Here’s an example .haml file:

- return if amazing_alert_callout_dismissed?(group)

= render Pajamas::AlertComponent.new(title: s_('AmazingAlert|Amazing title'),
  variant: :warning,
  alert_options: { class: 'js-persistent-callout', data: amazing_alert_callout_data(group) }) do |c|
  - c.with_body do
    = s_('AmazingAlert|This is an amazing alert body.')

With a corresponding .rb helper:

# frozen_string_literal: true

module AmazingAlertHelper
  def amazing_alert_callout_dismissed?(group)
    user_dismissed_for_group("amazing_alert", group.root_ancestor, 30.days.ago)
  end

  def amazing_alert_callout_data(group)
    {
      feature_id: "amazing_alert",
      dismiss_endpoint: group_callouts_path,
      group_id: group.root_ancestor.id
    }
  end
end

Client-side rendered callouts

This section describes using callouts when they are rendered on the client in .vue components.

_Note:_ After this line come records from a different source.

PR #2226, opened 2022-05-07
Use IR pass to eliminate phi nodes

tangent-vector:
"Phi nodes" are one of the key contrivances that makes SSA (Static
Single Assignment) form work. Because SSA is so great for compiler
IRs, we kind of need to deal with phi nodes, but they also get in
the way because they don't have a direct analog in most lower-level
machine ISAs or execution models, nor in most of the high-level
languages a transpiler wants to emit. As a result a compiler like
ours needs to be able to eliminate the phi nodes from a program as
part of generating output code.

(For any clever people noting that SPIR-V supports phi nodes
directly: yes, it does. It doesn't need to and it probably *shouldn't*.
Anybody involved in the decision-making knows my reasoning, and
anybody else should feel free to ask me if they want the lecture.
Anyway...)

The basic idea of elimiating phi nodes is simple enough. We replace
each phi node with a temporary variable. Uses of the phi use values
loaded from the temporary. The operation of the phi itself
(assigning a value based on the branch taken) amounts to an assignment
into the temporary.

Previously, the Slang compiler dealt with phi nodes very late in
the process of generating code: in the middle of emitting strings
of source code in a high-level language like HLSL or GLSL. Doing the
work that late in compilation has two big drawbacks:

1. Our ability to emit clean and/or optimal code is limited because
we may not be able to make certain changes to the IR, or because we
cannot make use of additional information like a dominator tree that
might be available at other points in compilation.

2. Any other IR passes that relate to temporary variables won't be
able to see the variables that we generate for phi nodes. This could
raise issues with correctness (e.g., if we want to compute live-range
information for *all* temporary variables), or performance (we have no
way to run additional IR optimization passes after phis are eliminated).

This change addresses these problems by making the elimination of
phi nodes an explicit IR pass. Additional optimizations can easily be
run after this pass (although we'd need to be careful not to run
passes that could end up introducing new phis). The pass makes use
of the information available to it to try to produce code that will
emit to "clean" HLSL/GLSL.

The core of the pass is in `slang-ir-eliminate-phis.cpp`, and is
heavily commented, so I won't describe the approach in detail here.
There are two related issues that came up, though:

First, it turned out that our emit logic for local variables (`IRVar`
instructions) wasn't using the function we'd defined named `emitVar()`.
One worrying consequence of that oversight was that the `precise`
modifier would impact generated HLSL/GLSL for variables that turned
into SSA values (including phi nodes), but *not* for local variables
that had not been SSA'd (or that had been SSA'd and then de-SSA'd).
This change also fixes that bug; it is unclear how widespread the
impact of the original issue might be.

Second, generating explicit IR temporaries for phi nodes exposed a
pre-existing bug in the `slang-ir-restructure-scoping` pass. That pass
basically detects cases where we have an instruction `I` with a use
`U` such that the use follows the rules of SSA form ("def dominates
use," meaning `I` dominations `U`), but does not follow the more
restrictive scoping rules of high-level-language output (where a value
computed "inside" a loop is not automatically visible to code outside
the loop just because it dominates that code). That pass did not
correctly account for the case where `I` was a temporary variable.
It seems that case could not arise before now because we didn't have
any passes that would move `var`, `load`, or `store` operations out
of the basic block they started in. The fix for that pass was relatively
simple, and will make the whole thing more robust in case we add more
aggressive optimizations later.

### DIFF
--- a/source/slang/slang-ir-eliminate-phis.cpp
+++ b/source/slang/slang-ir-eliminate-phis.cpp
@@ -1,0 +1,894 @@
+// slang-ir-eliminate-phis.cpp
+#include "slang-ir-eliminate-phis.h"
+
+// This file implements a pass to take code in the Slang IR out out SSA form
+// by eliminating all "phi nodes."
+//
+// The Slang IR does not represent phi operations in the "textbook" way, and
+// it is important to understand how it *does* represent those operations in
+// order to understand this pass.
+//
+// In a textbook encoding of SSA, a basic block begins with zero or more `phi`
+// instructions:
+//
+//      block B:
+//          let x = phi(a, b);
+//          let y = phi(c, d);
+//          ...
+//
+// Each `phi` operation has a number of operands equal to the number of
+// predecessors of `B`, with one operand corresponding to each predecessor.
+// Semantically, we usually think of a `phi` as auto-magically selecting between
+// its operands beased on the control-flow path that was used to arrive at `B`.
+// Note, however, that all of the `phi` operations at the start of a block must
+// be understood as executing *simultaneously*, so that if `x` or `y` above was
+// used as a `phi` operand, they would yield their value from *before* the binding
+// not after. Oh, and also the operands of `phi` instructions are the *one* place
+// where the rule about how "defs must dominate uses" isn't upheld.
+//
+// Our encoding of the same thing is equivalent, more consistent, and in most ways
+// easier to understand. A basic block in the Slang IR can have *parameters*,
+// and a branch to such a block must pass *arguments* for those parameters:
+//
+//      block B(x,y):
+//          ...
+//
+//      block M:
+//          ...
+//          br B(a, c);
+//
+//      block N:
+//          ...
+//          br B(b, d);
+//
+// Note how in this formulation there is no auto-magical behavior. The relationship
+// between a predecessor block and the values that `x, y` take on is clear. The
+// way that `x, y` take on their new values simulataneously is also more apparent
+// (since it intuitively matches a recursive function call). Further, our IR is
+// able to follow the "def dominates use" rule more completely.
+//
+// With that out of the way, let's dive into the pass itself.
+
+#include "slang-ir.h"
+#include "slang-ir-insts.h"
+#include "slang-ir-dominators.h"
+
+namespace Slang {
+
+struct PhiEliminationContext
+{
+    // We are going to make some effort to re-use intermediate structures across
+    // different functions that we process, so that we don't do more allocation
+    // than necessary.
+    //
+    // At the top level, our pas needs to have access to the IR module, and needs
+    // a builder it can use to generate code.
+    //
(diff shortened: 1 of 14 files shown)


source/slang/slang-ir-eliminate-phis.cpp
```diff
@@ -0,0 +1,894 @@
...
+        }
+
+        auto newBranch = m_builder.emitIntrinsicInst(
+            oldBranch->getFullType(),
+            oldBranch->getOp(),
+            newOperandCount,
+            newOperands);
+        oldBranch->transferDecorationsTo(newBranch);
+
+        // TODO: We could consider just modifying `branch` in-place by clearing
```
jsmall-nvidia, line 754: Seems like a good plan, from simplicity and space/time reasons..

jsmall-nvidia (approved):
Looks good.

source/slang/slang-ir-eliminate-phis.cpp
```diff
@@ -0,0 +1,894 @@
...
+    // which is handy but also requires careful thought at use sites
+    // about which version of the information is relevant.
+    //
+    struct PhiInfo
+    {
+        ParamInfo param;
+        ArgInfo arg;
+        Count state = kState_Ready;
+    };
+    List<PhiInfo> phiInfos;
```
jsmall-nvidia, line 509: It might be better to make these member variables prefixed. Doing so would make clear at usage sites that they belong to the context. If the class could be accessed externally, and they were publicly accessible (ie 'they are part of the interface') then that might override this consideration.

source/slang/slang-ir-eliminate-phis.cpp
```diff
@@ -0,0 +1,894 @@
...
+            {
+            default:
+                continue;
+
+            case kIROp_Func:
+            case kIROp_GlobalVar:
+                break;
+            }
+
+            auto code = (IRGlobalValueWithCode*)inst;
```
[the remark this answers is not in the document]
tangent-vector: Possibly even better to use the `cast<T>(...)` that we defined for `IRInst`, since that even checks the correctness in debug/assert builds.

source/slang/slang-ir-eliminate-phis.cpp
tangent-vector: Yeah, I bounce back and forth on this stuff, and I know this particular type is actually inconsistent (some stuff using `m_` prefix and some not). My experience is that for context types like this I often go through multiple refactoring steps where things evolve between local variable <-> function parameter <-> member variable of context type, and it is frustrating if exactly one of those cases requires touching up all the use sites.

If C++ supported local functions more nicely this all might be moot.

tangent-vector:
My inclination is to land this work and then do the cleanups later (if we end up touching this code again). Getting this code checked in will give us the necessary starting point if we end up needing live-range information on the temporary variables we create for phi nodes.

Dismissing the callouts on the client side

For Vue components, we have a <user-callout-dismisser> wrapper, that integrates with GraphQL API to simplify dismissing and checking the dismissed state of a callout. Here’s an example usage:

<user-callout-dismisser feature-name="my_user_callout">
  <template #default="{ dismiss, shouldShowCallout }">
    <my-callout-component
      v-if="shouldShowCallout"
      @close="dismiss"
    />
  </template>
</user-callout-dismisser>

See app/assets/javascripts/vue_shared/components/user_callout_dismisser.vue for more details.